In terms of the various regional operations, municipalities were told to take over their local airports or they would be closed. (The exceptions here are remote airports like Churchill where there is no road access.) Outside of transitional monies and something known as an ACAP fund (or Airport Capital Assistance Program) the government relinquished all ties to these airports. The policy belief is that “market forces” will determine the fate of a given airport. If an airport cannot break even or turn a profit on its operations, municipal taxpayers will have to shoulder the burden or vote to close their airport. In regard to ACAP, the available money has remained relatively constant since the beginning, however provincial and territorial airports can now apply, leaving less money available to support individual projects. Adding insult to injury, funding criteria now excludes many regional airports from even applying.
The consequences of allowing an existing system of rural airport infrastructure to fall into disrepair will be devastating for regional operators. Obviously air carriers need airports to land their planes and to facilitate the exchange of commerce. However, outside of paying landing fees, they have no influence on the maintenance of these key pieces of industry infrastructure. In November 2012, MAC made a written submission to the Senate Standing Committee on Transportation and Communications calling for more support for regional airports and has also advised the provincial government (Minister Ashton) for the need to support Regional Airport infrastructure maintenance.

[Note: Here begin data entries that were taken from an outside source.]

PR #356, opened 2020-04-15
test: Make tests non-destructive

martinpitt:
Use recent Cockpit standard test API to handle the directory
restoration.

Clean up/restore user state as well.

### DIFF
--- a/Makefile
+++ b/Makefile
@@ -162,7 +162,7 @@ bots:
 # checkout Cockpit's test API; this has no API stability guarantee, so check out a stable tag
 # when you start a new project, use the latest release, and update it from time to time
 test/common:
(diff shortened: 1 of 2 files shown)


marusak:
What happened to the html log? The version 216 had some changes about this, but I though it was self contained in test/common.
 https://logs.cockpit-project.org/logs/pull-356-20200415-144703-15769ef2-fedora-31/log.html
https://logs.cockpit-project.org/logs/pull-356-20200415-144703-15769ef2-fedora-32/log.html

martinpitt:
@marusak: Indeed TAP formatting moved to run-tests. I'm not sure if we can easily get that functionality from cockpit-podman and other projects now, or whether we should adjust log.html to parse the `# Result` bits instead, and get along without knowing a total count in advance. @Gundersanne, do you have an idea?

PR #377, opened 2020-05-05
Only use "System service" when user is root

bastilian:
When the user is `root` it will show images and containers twice. In such a case the "system service" can be skipped and avoid lists with duplicate items.

**Before:**
Screenshot 2020-05-05 at 13 58 18

**After:**
Screenshot 2020-05-05 at 13 57 28

### DIFF
--- a/src/app.jsx
+++ b/src/app.jsx
@@ -168,7 +168,6 @@ class Application extends React.Component {
                         // Copy only images that could not be deleted with this event
                         // So when event from system come, only copy user images and vice versa
                         const copyImages = {};
-                        console.log(prevState, reply);
                         Object.entries(prevState.images || {}).forEach(([id, image]) => {
                             if (image.isSystem !== system)
                                 copyImages[id] = image;
@@ -325,12 +324,24 @@ class Application extends React.Component {
         cockpit.script("echo $XDG_RUNTIME_DIR")
                 .done(xrd => {
                     sessionStorage.setItem('XDG_RUNTIME_DIR', xrd.trim());
-                    this.init(false);
+                    if (!utils.isRootUser()) {
+                        this.init(false);
+                    } else {
+                        this.setState({
+                            userImagesLoaded: true,
+                            userContainersLoaded: true,
+                            userServiceAvailable: false
+                        });
+                    }
                 })
                 .fail(e => console.log("Could not read $XDG_RUNTIME_DIR: ", e.message));
     }
 
     checkUserService() {
+        if (utils.isRootUser()) {
+            this.setState({ userServiceExists: false });
+            return;
+        }
         const argv = ["systemctl", "--user", "is-enabled", "io.podman.socket"];
 
         cockpit.spawn(argv, { environ: ["LC_ALL=C"], err: "out" })
--- a/src/app.jsx
+++ b/src/app.jsx
@@ -120,16 +120,6 @@ class Application extends React.Component {
         });
     }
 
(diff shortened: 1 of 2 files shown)


src/app.jsx
```diff
@@ -324,12 +324,24 @@ class Application extends React.Component {
         cockpit.script("echo $XDG_RUNTIME_DIR")
                 .done(xrd => {
                     sessionStorage.setItem('XDG_RUNTIME_DIR', xrd.trim());
-                    this.init(false);
+                    if (!utils.isRootUser()) {
```
martinpitt, line 327: You can't (reliably) call isRootUser() that way, as it returns a promise. Also, I don't quite like the setState() call below, this feels like duplication.

How about simplifying this and checking root-ness in the shell command above? Like

    [ `id -u` -eq 0 ] || echo $XDG_RUNTIME_DIR

and handling the empty case in the `.done` section. This will also nicely cover the case when the runtime dir is not set due to other reasons, in which case podman won't work anyway.

src/app.jsx
```diff
@@ -324,12 +324,24 @@ class Application extends React.Component {
...
+                            userContainersLoaded: true,
+                            userServiceAvailable: false
+                        });
+                    }
                 })
                 .fail(e => console.log("Could not read $XDG_RUNTIME_DIR: ", e.message));
     }
 
     checkUserService() {
+        if (utils.isRootUser()) {
```
martinpitt, line 341: Please let's not repeat that check. Let's rather move the call of this inside the `XDG_RUNTIME_DIR` result processing above, when we already know the answer.

src/util.js
```diff
@@ -268,3 +268,9 @@ export function compare_versions(a, b) {
 
     return a_ints.length - b_ints.length;
 }
+
+export function isRootUser() {
+    return window.cockpit.user().then((user) => {
+        return user.name === 'root';
+    });
```
martinpitt, line 275: This function isn't needed, but just FTR: This should be written as

    return window.cockpit.user().then(user => user.name === 'root');

bastilian:
@martinpitt Thanks for taking reviewing this! I'll work in the changes you suggested and add a test.

I skimmed through `test/check-application`, which I assume are the integration tests and it looks straigthforward for the most part, but I am unclear about what "This requires adding an image to the root podman user instance..." is referring to.

martinpitt:
@bastilian : Maybe I am just confused about what happens. When I wrote the above, I thought that we would need to deal with *three* podman "namespaces" for images/containers: the system one, the "admin user" one, and the "root user" one. But on second thought, there is probably no such thing as "root user" images/containers, but interacting with podman as root would just control the system instances? So then you don't need any image copying, and just need to add a test case that logs in as root and make sure that stuff doesn't get duplicated.

Sorry for the confusion!

marusak:
>  just need to add a test case that logs in as root and make sure that stuff doesn't get duplicated.

Indeed, this is exactly what needs to be done. Should be very straightforward.

marusak:
This got unfortunately stalled. Can you please rebase? And also, do you need any help with this? We should address this ASAP.

KKoukiou:
@bastilian I will shortly post a fixup/squash of your commits + a test. I hope you are ok with me pushing to your branch.

KKoukiou:
@bastilian I force pushed to your branch but somehow the PR does not get updated - GitHub is acting up. 
I will close this one and just create another PR, keeping your as the commit author. Thanks for the contribution.

PR #378, opened 2020-05-05
test: RHEL-8.2 has sufficent podman version now

marusak:
Should fix https://github.com/cockpit-project/bots/pull/826

It is gonna be a bit tricky to get tests green, so I will do:
1. trigger all tests + `rhel-8-2@bots#826`
2. If passed merge the bots PR
3. re-test this


marusak:
Also triggered 8.3 to see if we can drop this special case or not (but we did refresh today, so it should be fine?)

martinpitt:
Current 8.3 nightly still has podman 1.6.4. 8.2.1 nightly indeed has podman 1.9.1.

PR #379, opened 2020-05-05
Update vagrant box

bastilian:
Fedora 28 is not available anymore as box this bumps it to the latest version 32.
It also adds `podman` as package to install for convenience.

### DIFF
--- a/Vagrantfile
+++ b/Vagrantfile
@@ -1,5 +1,5 @@
 Vagrant.configure(2) do |config|
-    config.vm.box = "fedora/28-cloud-base"
+    config.vm.box = "fedora/32-cloud-base"
     config.vm.network "forwarded_port", guest: 9090, host: 9090
 
     if Dir.glob("dist/*").length == 0
--- a/Vagrantfile
+++ b/Vagrantfile
@@ -27,7 +27,7 @@ Vagrant.configure(2) do |config|
         systemctl enable cockpit.socket
         systemctl start cockpit.socket
 
-        systemctl enable io.podman.{socket,service}
-        systemctl start io.podman.{socket,service}
+        systemctl enable io.podman.socket
+        systemctl start io.podman.socket
     EOF
 end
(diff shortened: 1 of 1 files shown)


Vagrantfile
```diff
@@ -20,11 +20,14 @@ Vagrant.configure(2) do |config|
...
-        sudo dnf install -y cockpit
+        sudo dnf install -y cockpit podman
 
         printf "[WebService]\nAllowUnencrypted=true\n" > /etc/cockpit/cockpit.conf
 
         systemctl enable cockpit.socket
         systemctl start cockpit.socket
+
+        systemctl enable podman
+        systemctl start podman
```
martinpitt, line 31: Shouldn't that be `io.podman.socket`? The .service unit shouldn't have an `[Install]` section in the first place, that's a bug in podman. Do you know what the difference is between the two sockets? Is podman.socket the new-style REST API (which current master doesn't support yet, @marusak is working on it), and io.podman.socket the varlink API?

marusak: Indeed, `podman.{socket,service}` is the new REST API that is not yet supported and `io.podman.{socket,service}` is the varlink one, that we currently support.

Vagrantfile
```diff
@@ -20,11 +20,14 @@ Vagrant.configure(2) do |config|
...
-        sudo dnf install -y cockpit
+        sudo dnf install -y cockpit podman
 
         printf "[WebService]\nAllowUnencrypted=true\n" > /etc/cockpit/cockpit.conf
 
         systemctl enable cockpit.socket
         systemctl start cockpit.socket
+
+        systemctl enable io.podman.{socket,service}
+        systemctl start io.podman.{socket,service}
```
martinpitt, line 31: Please only enable the .socket. The .service really shouldn't have an `[Install]` section in the first place (this is a podman bug).

bastilian:
@martinpitt Thank you for reviewing! It now enables only the socket unit.

PR #947, opened 2022-03-24
test: Adjust for ubuntu-2204

martinpitt:
This still has a too old criu (inherited from Debian testing).

 - Requires new image: https://github.com/cockpit-project/bots/pull/3131


martinpitt:
[two failures](https://logs.cockpit-project.org/logs/pull-947-20220324-065944-06607665-ubuntu-2204-bots-3131/log.html#9-1) which I didn't see in my initial local run, will investigate. Ignore the `#3132` context, that was just the wrong PR. But the image works in general, so I'll land it to make it easier to test.

marusak (approved):
Thank you!

PR #948, opened 2022-03-24
Makefile: run tests fully offline

jelly:
All our test images now pull the requires podman test images during
image creation.

### DIFF
--- a/packit.yaml
+++ b/packit.yaml
@@ -20,5 +20,7 @@ jobs:
     trigger: pull_request
     metadata:
       targets:
-      - fedora-all
+      - fedora-35
+      - fedora-36
+      - fedora-development
       - centos-stream-9-x86_64
--- a/Makefile
+++ b/Makefile
@@ -131,15 +131,9 @@ rpm: $(TARFILE) $(SPEC)
 	rm -r "`pwd`/rpmbuild"
 	rm -r "`pwd`/output" "`pwd`/build"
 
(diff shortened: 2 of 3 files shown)


martinpitt:
This requires a corresponding change in test/vm.install to not untag and re-pull the images. Essentially just dropping the `else` branch.

jelly:
> This requires a corresponding change in test/vm.install to not untag and re-pull the images. Essentially just dropping the `else` branch.

Yup, I forgot we had special fedora handling, this is now done. But requires image refreshes for rhel-9-0 and rhel-8-6

martinpitt:
Sad to see some [f34 regression](https://artifacts.dev.testing-farm.io/f1d0d253-4969-4722-9547-1f07983e369b/) -- but we don't actually support/release to F34 any more, so we could just disable that.

Otherwise, nice to see that this works everywhere now! :+1:

martinpitt (approved):

packit.yaml
```diff
@@ -20,5 +20,6 @@ jobs:
     trigger: pull_request
     metadata:
       targets:
-      - fedora-all
+      - fedora-35
+      - fedora-36
```
martinpitt, line 24: Please also add `- fedora-development` to continue to cover Rawhide.

martinpitt (changes requested):

martinpitt (approved):
Thanks! (Please wait on green, obviously)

While the argument against provincial support for airport infrastructure is based on the premise that this is a federal responsibility, it should be pointed out that a significant amount of the provincial economy, especially in the north, depends on air transport. Additionally, government offices and services are spread out across Manitoba resulting in various levels of dependence upon air travel. Without air travel many northern communities would be without those services, including medical transport. In this one area alone, airport infrastructure is a key issue. Manitoba Health has determined that transporting stable patients from rural Manitoba into Winnipeg is cheaper and more efficient by air in comparison to ground transport. Yet its’ Southern Air Ambulance Program will be impossible to operate if rural airports are left to crumble.
MAC will continue to strive to represent the industry to Transport Canada with the goal of alleviating the stress that almost always occurs when TC and Industry communicate on sensitive issues .
There are a variety of environmental markers signaling that the future of S.M.E.s in Manitoba’s aviation industry is destined for a troubled future. This outlook not only applies to the air carriers but also to the smaller rural airports. Faced with this problem, over the past year MAC has tried to sound the alarm on a number of different fronts. In addition to exploring methods of creating an efficient and well trained workforce, we have lobbied both the Provincial and Federal Governments to change course in terms of their lack of any real support for our industry. While the strategy has not shown any significant results to date, we feel that we must continue to press government on the issues described above.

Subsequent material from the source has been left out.